#### [What you will do]
Please take the records that follow and repeat exactly the lines starting with the line with "PR #8678, opened 2022-03-03" and going on through the line with "an abstract class".

------------------------------------------------

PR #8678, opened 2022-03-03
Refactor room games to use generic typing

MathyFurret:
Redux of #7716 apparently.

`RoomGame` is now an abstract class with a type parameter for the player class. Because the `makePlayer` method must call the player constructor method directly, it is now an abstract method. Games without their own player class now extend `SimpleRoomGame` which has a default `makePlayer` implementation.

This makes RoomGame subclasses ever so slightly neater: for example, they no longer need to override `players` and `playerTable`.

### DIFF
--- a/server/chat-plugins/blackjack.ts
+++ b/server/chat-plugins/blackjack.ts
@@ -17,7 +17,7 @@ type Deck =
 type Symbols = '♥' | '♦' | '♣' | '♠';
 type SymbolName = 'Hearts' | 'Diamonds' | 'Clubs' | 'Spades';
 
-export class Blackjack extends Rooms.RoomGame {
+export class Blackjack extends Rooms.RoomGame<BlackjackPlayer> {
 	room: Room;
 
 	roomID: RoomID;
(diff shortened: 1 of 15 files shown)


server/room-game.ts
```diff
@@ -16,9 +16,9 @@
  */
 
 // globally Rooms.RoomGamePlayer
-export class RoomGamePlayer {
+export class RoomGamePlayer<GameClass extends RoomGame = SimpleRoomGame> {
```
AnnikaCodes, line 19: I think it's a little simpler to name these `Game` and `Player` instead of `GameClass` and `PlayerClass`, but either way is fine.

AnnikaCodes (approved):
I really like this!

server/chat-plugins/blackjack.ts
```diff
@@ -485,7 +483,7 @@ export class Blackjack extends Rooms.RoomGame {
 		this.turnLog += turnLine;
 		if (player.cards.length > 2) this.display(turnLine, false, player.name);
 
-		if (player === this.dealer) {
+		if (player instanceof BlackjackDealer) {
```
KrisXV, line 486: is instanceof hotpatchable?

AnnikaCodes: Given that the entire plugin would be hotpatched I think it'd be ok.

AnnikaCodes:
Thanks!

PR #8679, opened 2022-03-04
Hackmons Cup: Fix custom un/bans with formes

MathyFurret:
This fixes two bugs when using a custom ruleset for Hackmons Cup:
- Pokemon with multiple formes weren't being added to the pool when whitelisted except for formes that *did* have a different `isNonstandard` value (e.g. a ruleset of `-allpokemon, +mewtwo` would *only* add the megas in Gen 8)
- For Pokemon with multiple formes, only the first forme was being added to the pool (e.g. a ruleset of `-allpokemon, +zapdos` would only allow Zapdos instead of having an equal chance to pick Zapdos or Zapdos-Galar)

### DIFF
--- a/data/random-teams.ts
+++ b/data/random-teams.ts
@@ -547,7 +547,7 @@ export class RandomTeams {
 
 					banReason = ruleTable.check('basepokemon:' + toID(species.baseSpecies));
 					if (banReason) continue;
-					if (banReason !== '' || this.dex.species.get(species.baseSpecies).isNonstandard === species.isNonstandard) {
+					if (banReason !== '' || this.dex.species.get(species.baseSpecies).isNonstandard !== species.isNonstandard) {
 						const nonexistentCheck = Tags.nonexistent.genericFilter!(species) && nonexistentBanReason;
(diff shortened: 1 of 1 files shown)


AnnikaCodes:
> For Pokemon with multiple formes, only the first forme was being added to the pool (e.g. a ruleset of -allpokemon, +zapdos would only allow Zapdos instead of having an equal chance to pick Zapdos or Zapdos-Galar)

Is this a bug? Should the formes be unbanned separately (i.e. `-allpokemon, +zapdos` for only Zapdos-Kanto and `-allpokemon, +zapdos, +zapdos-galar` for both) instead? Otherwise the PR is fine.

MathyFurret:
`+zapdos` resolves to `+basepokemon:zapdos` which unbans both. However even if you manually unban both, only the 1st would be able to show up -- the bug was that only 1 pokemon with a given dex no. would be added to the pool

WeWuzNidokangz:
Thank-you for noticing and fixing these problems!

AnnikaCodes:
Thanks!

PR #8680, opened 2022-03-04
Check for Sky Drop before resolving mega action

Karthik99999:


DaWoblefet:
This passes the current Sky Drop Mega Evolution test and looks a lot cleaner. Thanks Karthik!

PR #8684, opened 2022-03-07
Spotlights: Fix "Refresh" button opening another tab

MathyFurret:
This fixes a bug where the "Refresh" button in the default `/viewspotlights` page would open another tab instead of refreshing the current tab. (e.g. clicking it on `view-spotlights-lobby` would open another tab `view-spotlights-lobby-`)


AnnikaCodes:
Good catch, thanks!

------------------------------------------------

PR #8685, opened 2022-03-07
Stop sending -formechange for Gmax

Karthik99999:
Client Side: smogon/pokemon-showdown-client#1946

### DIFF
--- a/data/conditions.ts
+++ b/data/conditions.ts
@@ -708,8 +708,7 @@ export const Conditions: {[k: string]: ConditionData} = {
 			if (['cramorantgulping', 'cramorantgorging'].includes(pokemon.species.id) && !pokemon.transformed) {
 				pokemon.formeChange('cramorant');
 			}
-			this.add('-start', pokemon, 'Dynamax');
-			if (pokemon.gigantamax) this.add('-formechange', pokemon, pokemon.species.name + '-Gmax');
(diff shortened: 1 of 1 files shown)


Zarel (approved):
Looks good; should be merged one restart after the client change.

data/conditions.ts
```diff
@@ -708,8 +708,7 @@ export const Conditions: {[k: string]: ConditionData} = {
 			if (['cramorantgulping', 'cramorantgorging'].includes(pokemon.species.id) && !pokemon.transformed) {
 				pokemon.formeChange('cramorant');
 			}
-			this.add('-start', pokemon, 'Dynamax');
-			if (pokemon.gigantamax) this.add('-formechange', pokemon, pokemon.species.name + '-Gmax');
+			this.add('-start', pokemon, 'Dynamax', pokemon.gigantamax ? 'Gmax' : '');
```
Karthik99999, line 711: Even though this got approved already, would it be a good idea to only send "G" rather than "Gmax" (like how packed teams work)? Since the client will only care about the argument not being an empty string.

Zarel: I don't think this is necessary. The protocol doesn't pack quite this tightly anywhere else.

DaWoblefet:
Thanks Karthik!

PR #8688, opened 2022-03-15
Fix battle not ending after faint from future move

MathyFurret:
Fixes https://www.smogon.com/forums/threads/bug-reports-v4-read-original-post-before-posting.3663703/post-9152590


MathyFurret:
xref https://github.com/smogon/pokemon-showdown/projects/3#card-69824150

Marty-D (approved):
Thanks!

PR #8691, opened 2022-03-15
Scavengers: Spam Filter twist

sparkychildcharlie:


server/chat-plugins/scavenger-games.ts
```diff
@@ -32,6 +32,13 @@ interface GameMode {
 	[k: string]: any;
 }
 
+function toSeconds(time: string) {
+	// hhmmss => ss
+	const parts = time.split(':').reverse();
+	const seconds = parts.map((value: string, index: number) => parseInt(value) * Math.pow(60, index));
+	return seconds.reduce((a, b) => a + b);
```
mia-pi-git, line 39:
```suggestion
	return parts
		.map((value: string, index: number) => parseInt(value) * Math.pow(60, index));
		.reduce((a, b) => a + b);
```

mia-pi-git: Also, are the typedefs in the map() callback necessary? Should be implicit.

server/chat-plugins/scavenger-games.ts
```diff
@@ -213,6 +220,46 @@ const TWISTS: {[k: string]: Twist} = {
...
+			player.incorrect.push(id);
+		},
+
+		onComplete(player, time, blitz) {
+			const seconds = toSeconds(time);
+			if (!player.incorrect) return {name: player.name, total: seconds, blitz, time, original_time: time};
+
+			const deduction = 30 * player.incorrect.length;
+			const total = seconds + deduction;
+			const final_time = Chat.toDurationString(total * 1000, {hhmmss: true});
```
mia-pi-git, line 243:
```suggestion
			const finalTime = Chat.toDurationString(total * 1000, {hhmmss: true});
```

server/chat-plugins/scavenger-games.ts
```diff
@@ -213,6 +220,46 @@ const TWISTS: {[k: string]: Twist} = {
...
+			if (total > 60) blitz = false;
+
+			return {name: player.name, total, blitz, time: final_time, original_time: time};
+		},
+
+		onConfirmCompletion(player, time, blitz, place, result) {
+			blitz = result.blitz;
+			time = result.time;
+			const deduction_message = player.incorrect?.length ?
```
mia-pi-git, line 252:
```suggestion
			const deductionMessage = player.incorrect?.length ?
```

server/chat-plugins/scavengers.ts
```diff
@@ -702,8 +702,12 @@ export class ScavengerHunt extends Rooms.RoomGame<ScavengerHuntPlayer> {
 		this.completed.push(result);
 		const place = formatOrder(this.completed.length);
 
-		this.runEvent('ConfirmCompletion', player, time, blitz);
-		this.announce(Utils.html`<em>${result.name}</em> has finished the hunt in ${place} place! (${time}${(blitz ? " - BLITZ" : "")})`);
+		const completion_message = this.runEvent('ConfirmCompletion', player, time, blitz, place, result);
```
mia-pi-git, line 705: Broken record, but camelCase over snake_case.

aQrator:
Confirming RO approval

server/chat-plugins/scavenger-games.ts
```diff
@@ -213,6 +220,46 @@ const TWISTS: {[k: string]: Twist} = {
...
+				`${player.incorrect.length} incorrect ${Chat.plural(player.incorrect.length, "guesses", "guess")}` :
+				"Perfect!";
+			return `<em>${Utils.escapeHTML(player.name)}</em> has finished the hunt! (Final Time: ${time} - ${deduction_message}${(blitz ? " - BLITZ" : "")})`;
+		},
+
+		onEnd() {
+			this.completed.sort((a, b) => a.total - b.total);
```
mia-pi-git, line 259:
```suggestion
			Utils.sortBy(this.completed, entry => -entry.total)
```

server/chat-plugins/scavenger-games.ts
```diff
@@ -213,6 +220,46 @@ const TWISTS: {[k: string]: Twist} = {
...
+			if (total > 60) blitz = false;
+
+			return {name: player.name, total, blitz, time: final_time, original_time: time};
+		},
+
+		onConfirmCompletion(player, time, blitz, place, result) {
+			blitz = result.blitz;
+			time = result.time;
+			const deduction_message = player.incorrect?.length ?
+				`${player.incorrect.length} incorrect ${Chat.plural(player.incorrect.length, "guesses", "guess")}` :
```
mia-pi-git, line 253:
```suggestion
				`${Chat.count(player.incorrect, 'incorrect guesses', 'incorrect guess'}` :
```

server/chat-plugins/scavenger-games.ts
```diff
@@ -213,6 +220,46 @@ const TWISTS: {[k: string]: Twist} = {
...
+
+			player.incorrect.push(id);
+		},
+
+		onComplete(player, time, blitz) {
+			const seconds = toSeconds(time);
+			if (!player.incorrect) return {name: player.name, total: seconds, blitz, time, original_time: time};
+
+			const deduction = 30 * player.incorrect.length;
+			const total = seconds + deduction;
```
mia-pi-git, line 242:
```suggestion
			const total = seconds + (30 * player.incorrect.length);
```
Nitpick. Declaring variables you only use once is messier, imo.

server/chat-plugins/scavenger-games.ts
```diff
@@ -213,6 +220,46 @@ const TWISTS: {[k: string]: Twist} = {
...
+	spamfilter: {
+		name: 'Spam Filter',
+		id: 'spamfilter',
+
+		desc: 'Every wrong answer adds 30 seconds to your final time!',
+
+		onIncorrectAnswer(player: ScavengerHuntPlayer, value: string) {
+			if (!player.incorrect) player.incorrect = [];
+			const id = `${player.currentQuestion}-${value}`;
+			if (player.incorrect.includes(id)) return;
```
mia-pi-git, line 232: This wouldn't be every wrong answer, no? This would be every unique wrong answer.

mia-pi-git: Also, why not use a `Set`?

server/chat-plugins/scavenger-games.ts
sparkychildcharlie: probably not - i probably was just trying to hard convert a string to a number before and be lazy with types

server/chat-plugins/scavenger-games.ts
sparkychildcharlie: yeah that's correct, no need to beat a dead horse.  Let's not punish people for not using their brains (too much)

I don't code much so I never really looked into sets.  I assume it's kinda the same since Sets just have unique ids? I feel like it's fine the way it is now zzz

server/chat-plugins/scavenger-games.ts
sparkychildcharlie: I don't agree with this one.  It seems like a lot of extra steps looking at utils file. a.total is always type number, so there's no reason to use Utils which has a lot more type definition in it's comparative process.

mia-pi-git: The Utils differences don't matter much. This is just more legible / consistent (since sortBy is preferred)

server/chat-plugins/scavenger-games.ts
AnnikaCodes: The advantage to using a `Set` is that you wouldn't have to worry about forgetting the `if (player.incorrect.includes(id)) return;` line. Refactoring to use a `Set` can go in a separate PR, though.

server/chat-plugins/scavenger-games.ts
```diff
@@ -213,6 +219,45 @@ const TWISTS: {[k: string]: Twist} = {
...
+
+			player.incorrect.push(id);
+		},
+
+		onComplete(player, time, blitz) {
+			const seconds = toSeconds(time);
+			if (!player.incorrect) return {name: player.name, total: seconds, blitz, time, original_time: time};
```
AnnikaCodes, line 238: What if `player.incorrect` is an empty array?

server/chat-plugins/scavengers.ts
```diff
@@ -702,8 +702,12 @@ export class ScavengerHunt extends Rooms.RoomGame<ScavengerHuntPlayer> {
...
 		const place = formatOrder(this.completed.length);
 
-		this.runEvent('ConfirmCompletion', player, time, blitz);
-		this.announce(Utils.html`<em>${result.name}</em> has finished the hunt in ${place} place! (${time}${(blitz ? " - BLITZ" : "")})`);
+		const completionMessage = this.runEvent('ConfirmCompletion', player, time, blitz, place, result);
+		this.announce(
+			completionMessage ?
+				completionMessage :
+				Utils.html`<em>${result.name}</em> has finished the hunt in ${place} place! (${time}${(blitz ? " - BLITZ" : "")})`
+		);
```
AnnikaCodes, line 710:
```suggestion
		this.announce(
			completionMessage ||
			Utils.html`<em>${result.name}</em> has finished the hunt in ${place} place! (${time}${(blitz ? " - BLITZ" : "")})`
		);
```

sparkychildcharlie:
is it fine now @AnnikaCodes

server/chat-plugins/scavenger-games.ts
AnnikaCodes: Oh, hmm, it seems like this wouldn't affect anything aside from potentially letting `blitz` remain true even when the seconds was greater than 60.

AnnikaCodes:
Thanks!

------------------------------------------------

#### [Answer to the exercise]
PR #8678, opened 2022-03-03
Refactor room games to use generic typing

MathyFurret:
Redux of #7716 apparently.

`RoomGame` is now an abstract class with a type parameter for the player class. Because the `makePlayer` method must call the player constructor method directly, it is now an abstract method. Games without their own player class now extend `SimpleRoomGame` which has a default `makePlayer` implementation.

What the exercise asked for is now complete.